You’ve got electro-pop tantrums, dreamy spoken-word collabs, slow-burn love letters, and some seriously deep grooves out of Guinea and Coburg.

Whether you’re in your feels, in your rage era, or just trying to get through the week with a decent playlist, here’s what’s landed.

best new music 2025 - aussie bands
Photo Credit: Phoebe Faye

Cooee – Sacred Women’s Ways

This debut track from Cooee — a new collab between poet Kirli Saunders and producer Mark Harding — is gentle but powerful. Built off one of Kirli’s poems and featuring a choir of First Nations women from Shoalhaven, it’s a track that sits somewhere between driving song and ceremonial offering. The kind of song that makes you stop what you’re doing and just…listen.

Tomorrow’s Forecast – Speaking Terms (EP)

Brisbane’s Tomorrow’s Forecast just dropped Speaking Terms, a six-track dive into heartbreak, confusion, and the chaotic weirdness of post-breakup life. Think fuzzy guitars, shout-along choruses, and sharp, emotional lyrics. Produced by Emily Hopley and made exclusively with female and gender-diverse creatives, the EP mixes garage-rock energy with genuine vulnerability. It’s funny, sad, messy — kind of like dating.

BENEE – Off The Rails

BENEE is back and she’s loud about it. Off The Rails is chaotic, shouty, genre-blurry pop that channels pure frustration with a shiny finish. Made alongside an all-women production team, it’s got big energy — kind of like yelling into a mirror but make it a dance track.

POLLY – B.I.T.E ME

POLLY is mad, and it sounds excellent. Her new single B.I.T.E ME is pop with bite — catchy, glossy, and dripping with petty vengeance in the best way. Think Dua Lipa meets scream therapy. There’s an EP on the way too (Daddy Issues lands July 18), so consider this your warning shot.

HOLLY – Something Sexy

HOLLY steps out solo with Something Sexy — a slick, sultry track that leans into mystery and desire. It’s playful, a bit dark around the edges, and gives strong late-night energy. If you’re into BANKS, FKA twigs, or that early-The Weeknd kinda mood, this one’s worth a spin.

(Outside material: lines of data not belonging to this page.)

PR #1525, opened 2026-07-30
Heartbeat byos

jesusbv:
## Description

if the system is on SCC and the system gets updated (heartbeat),
the system information is sent to the SCC

* Related Issue / Ticket / Trello card: [bsc#1273155](https://bugzilla.suse.com/show_bug.cgi?id=1273155)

Mandeng Groove – Conakry (Album)

This one’s for the groove heads. Mandeng Groove’s debut album Conakry was recorded in Guinea and Melbourne and it shows — full of kora, jazz, funk and percussion that just keeps moving. It’s rooted in deep tradition but feels totally fresh. Stick it on and let it take you somewhere warmer.

Cana Nongkhlaw – Hynñiew Trep

A thoughtful, genre-blurring track from Cana Nongkhlaw that blends traditional Khasi storytelling with free-form jazz and experimental soundscapes. Hynñiew Trep is deeply personal and feels more like a ceremony than a single. It’s a slow, expressive piece that rewards a close listen.

That’s the wrap — go queue it up, hit shuffle, and see what sticks.